Maybe two, she said, snapping the door against the car frame like the killbar of a mousetrap. The car still twitched as she stabbed up the block, spindly heels banging off the stretch of concrete like an endless series of dilemmas. She was already a block away.

From her purse she produced a headband with what looked like small antenna attached, and she twisted the headdress across her brow, centered now, with ease. With a few minor cranes and modifications, she could always turn into someone else. Thom imagined that inside her body there was a great column of blood, stannic and starched, like a roll of pennies filling the wrapper. Pennies in a wishing well. It was only a matter of time.

He watched from twenty paces behind as the door to Heather’s apartment flew open, as gobs of light and conversation and tinny pop song hooks tumbled down the stairs, out into the street. They can see through walls.

Heeeeelllloooooo!

He watched as Heather wrapped her arms around her, watched a swirling clot of punch from her plastic party cup cough out and splash against the sunabandoned sidewalk.

–It’s so good to see you!

–I know! It’s been so long!

He watched as Samantha was ushered in and saw the door remain open only long enough for her red arrow-headed tail to curl inside.

*

Thom sat silently in a wooden chair, the costume condom tip resting on his head. The chair’s former occupant, a small fidgeting woman, had sat there curled up like a question mark. When she left, she took the cushion with her. Her shirt had read: SIT ON MY FACE. And at first glance, she had a nice angular face, plain and tan, sharp around the edges. But the thin-faced get away with murder, don’t they, if the fat is stored in the right places. He thought of his boss and sighed. After all, it’s a goddamn clamshell holding up the earth on fuzzy champagne bubbles.

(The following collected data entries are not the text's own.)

PR #511, opened 2023-06-22
feat: adding organisations thumbnails to records

f-necas:
Organisations thumbnails are now visible in feed and datasets tabs. 

If the organization strategy is set to metadata (default behaviour), matching is done on the organization name set in the contact property of the record.

Maybe the IMAGE_URL constant could be common in `organisations-from-groups.service.ts` and `organisations-from-metadata.service.ts`.

@fgravin @jahow @tkohr Tell me if this solution would be suitable. 
Thanks :)

### DIFF
--- a/libs/feature/catalog/src/lib/organisations/service/organisations-from-metadata.service.ts
+++ b/libs/feature/catalog/src/lib/organisations/service/organisations-from-metadata.service.ts
@@ -17,11 +17,9 @@ import {
   selectField,
   SourceWithUnknownProps,
 } from '@geonetwork-ui/util/shared'
-import { combineLatest, forkJoin, Observable, of } from 'rxjs'
-import { filter, map, shareReplay, startWith } from 'rxjs/operators'
+import { combineLatest, Observable, of } from 'rxjs'
+import { filter, map, shareReplay, startWith, takeLast } from 'rxjs/operators'
 import { OrganisationsServiceInterface } from './organisations.service.interface'
-import { TranslateService } from '@ngx-translate/core'
-import { LANG_2_TO_3_MAPPER } from '@geonetwork-ui/util/i18n'
 
 const IMAGE_URL = '/geonetwork/images/harvesting/'
 
@@ -78,8 +76,7 @@ export class OrganisationsFromMetadataService
   constructor(
     private esService: ElasticsearchService,
     private searchApiService: SearchApiService,
-    private groupsApiService: GroupsApiService,
-    private translateService: TranslateService
+    private groupsApiService: GroupsApiService
   ) {}
 
   equalsNormalizedStrings(
@@ -167,13 +164,12 @@ export class OrganisationsFromMetadataService
   }
 
   private mapContactFromOrganisation(
-    organisation: Organisation,
-    lang3: string
+    organisation: Organisation
   ): MetadataContact {
     const logoUrl = getAsUrl(`${organisation.logoUrl}`)
     return {
-      name: organisation.name[lang3],
-      organisation: organisation.name[lang3],
+      name: organisation.name,
+      organisation: organisation.name,
       email: organisation.email,
       ...(organisation.logoUrl && logoUrl && { logoUrl }),
     } as MetadataContact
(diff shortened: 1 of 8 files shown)


libs/feature/catalog/src/lib/organisations/service/organisations-from-metadata.service.ts
```diff
@@ -184,17 +202,31 @@ export class OrganisationsFromMetadataService
...
+        ],
+        contact: {
+          ...mapContact(getFirstValue(selectField(source, 'contact')), source),
+        },
+      }),
+      this.organisations$,
+    ]).pipe(
+      map(([record, organisations]) => {
+        const org = organisations.filter(
+          (o) => o.name === record.contact.organisation
```
fgravin, line 221: `resourceContact[0]`

libs/feature/catalog/src/lib/organisations/service/organisations-from-metadata.service.ts
```diff
@@ -184,17 +202,31 @@ export class OrganisationsFromMetadataService
...
+        )[0]
+        if (org) {
+          const lang3 = LANG_2_TO_3_MAPPER[this.translateService.currentLang]
+          record.contact = this.mapContactFromOrganisation(org, lang3)
```
fgravin, line 225: avoid object mutation

fgravin (changes requested):
Looks good to me except the mandatory changes mentioned in the comments.

Overall, I would have some comments about the implementation from @jahow 
1. It's disturbing that we add duplicated contacts within the `contacts` & `resourcesContact` properties of the `MetadataRecord` objects. I wonder if we shouldn't clearly separate this concern with an `organization` property in the record.
2. `mapContact()` could take an optional 3rd argument as the `organization`, for the group strategy, the group is mapped to the organisation first.
3. The records should not have the catalog logo by default
4. I think we should try to maintain a cache because the mapping between contacts & organisation + the hydration would be repeated a lot for nothing. Not in this PR though.

Overall the organisation domain object should raise above contacts/groups, we should just treat with organisations; contacts (for metadata) or groups (for group) should be mapped to an organisation and be forgotten.

jahow:
> 1. It's disturbing that we add duplicated contacts within the `contacts` & `resourcesContact` properties of the `MetadataRecord` objects. I wonder if we shouldn't clearly separate this concern with an `organization` property in the record.

Yes clearly the record format is awkward on that part. I think we should address that in the pivot format and not overthink it with the current `MetadataRecord` format though.

> 2. `mapContact()` could take an optional 3rd argument as the `organization`, for the group strategy, the group is mapped to the organisation first.

I feel like simply adding a 3rd optional argument would be a work around for something missing elsewhere, but not really sure about this.

> 3. The records should not have the catalog logo by default

I think that's the point of this PR, display the thumbnail if any and display the contact logo otherwise. Or am I missing something? Maybe we shouldn't overwrite any existing logo on the record?

> 4. I think we should try to maintain a cache because the mapping between contacts & organisation + the hydration would be repeated a lot for nothing. Not in this PR though.

Why not but in my understanding the contacts in the raw metadata can have many different forms and the method used to match with the groups use several fields. We can't just maintain a map between an org email and a group for example; the mapping could use a combination of the org fields (name, email...). But I also think that this concern would be "premature optimization": the hydration happens maybe at most twenty times in a row when showing the records list, and I don't think this is going to be noticeable in any way.

fgravin:
> I feel like simply adding a 3rd optional argument would be a work around for something missing elsewhere, but not really sure about this.

Thinking about this and the issue is more about the confusion between contact & orgs.
The mapper and atomic-operations are just responsible for mapping the index to our model, at least it should be. Once we are hydrating this model from other sources (other than the index, eg. groups/orgs), then we overextend the responsibility of the mapper IMO.
And the question raised again: should we extend metadata informations from other sources (eg contacts from orgs/groups), or shall we add new properties in the record (eg organisations).

f-necas:
> And the question raised again: should we extend metadata informations from other sources (eg contacts from orgs/groups), or shall we add new properties in the record (eg organisations).

For me, I think it would be clearer if we edit the MetadataRecordInterface with something like : 

```ts
export interface MetadataRecord {
  id: string
  ...
  contact?: MetadataContact
  resourceContacts?: MetadataContact[]
  organisation?: Organisation
  ...
}

```

fgravin:
It's not clear in the US, but to me the rules are
1. use record thumbnail if present
2. if not, use organization logo if present
3. if not, use placeholder

f-necas:
> It's not clear in the US, but to me the rules are
> 
> 1. use record thumbnail if present
> 2. if not, use organization logo if present
> 3. if not, use placeholder

It's conflicting what @jahow told me : Keeping catalog logo if org logo is not present for the feed.
For the feed, organisation logo is set with org.logo or record.logo (which is catalog logo in the index).
For the search,  we take record thumbnail or organisation logo ( so it takes catalog logo if none present ). 

@fgravin Can you confirm that we won't use record logo (catalog's logo) for organisation logo ?  It will change actual display of logos in the feed preview

fgravin:
> @fgravin Can you confirm that we won't use record logo (catalog's logo) for organisation logo ? It will change actual display of logos in the feed preview

Ok, to me this is the kind of things to be discussed with Geo2France/MEL, but you can go as @jahow told you for now.
Keep using catalog logo as a fallback.
Thanks

fgravin (approved):
Thanks for adding the missing behavior of hydrating the records with the organisation details.
Works well, but it lacks of tests. You should test the hydration.

I still have a weird behavior (which is expected), i have an org with a logo in the organization tab, when i click on it, the metadata in the result list has the catalog logo instead of the org one (because the organisation is the second `resourceContact`). Actually, having several `resourceContact` breaks a bit the approch we have, because the record does not have only one organisation, anyway.

Feel free to merge after adding a test.
Thanks, great work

As he’d looked at her seated there only moments ago, in the row and reel of the busy room, Thom couldn’t untangle his eyes from her. She had a face like a ransom note. It hung in colorful splatters the way you imagine old Las Vegas postcards cracked with prickling incandescence. She was sallow and salmon around the cheeks, with bright blazes of aquamarine eyeshade, and parallel etches of darkening cerise lipstick. But when you tried to read it, the details, disrupted now, began to crawl around like impatient neon spiders. There was something truly menacing hidden behind each letter. Before she left, Thom thought to get involved.

–Hey there, where you going with that cushion?

–You’ll find it in hell before you know it.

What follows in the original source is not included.